Adjusting the temp slider gives you the obvious "more blue" or "more yellow" adjustment. This is also known as the "temperature" of the light, either cool (blue) or warm (yellow). Adjusting the tint slider gives you "more green" or "more magenta". In combination with the temp slider you can also do "more cyan" or "more red".
Between the two sliders you can account for any global colour cast in your image. If you only had temp available you could only account for blue/yellow cast. You couldn't deal with green, magenta, cyan, or red. All the "white balance" tool does is try to dial in a temp and tint value for you that will make your neutrals, uh, neutral. But you can season to taste or do it yourself by manipulating both sliders.

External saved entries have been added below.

PR #3322, opened 2019-03-13
Auth/LDAP: Fallback to 'commonName' if 'name' isn't available for full name

indrajitr:
Per [rfc2253](http://www.rfc-editor.org/rfc/rfc2253.txt), `cn` is commonly used to represent LDAP user's full name and is probably supported across standard directory servers.


AdSchellevis:
@indrajitr can you try https://github.com/opnsense/core/commit/9d3002cabbae4fe3cba288f94aec70c025a2f65e ? I've changed the if/else a bit to make things more readable.

indrajitr:
Perfect, thanks @AdSchellevis!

If you were in the colour film darkroom working with an enlarger head you'd be working with the exact same variables. Each enlarger head has a yellow and magenta filter pack, and to get rid of the colour cast in your print you'd dial in different amounts of yellow and magenta to address the issue.
I still have a
Kodak print viewing kit that you use when doing colour film prints to decide what adjustment to dial in. If you think your image is too cyan and needs more red you'd hold up the red test filter in front of your print to see the effect. Then you'd go into the darkroom, dial in the right amount of yellow and magenta, and do another print. Then you'd repeat many, many, times until it was right
Lightroom makes it a lot easier, but it's still the same concept. In fact, I still use my Kodak filters in front of the computer screen. It's pretty nice to sit back and say "hmm, I think this image is too cyan" and then hold the red filter up to see if I'm right!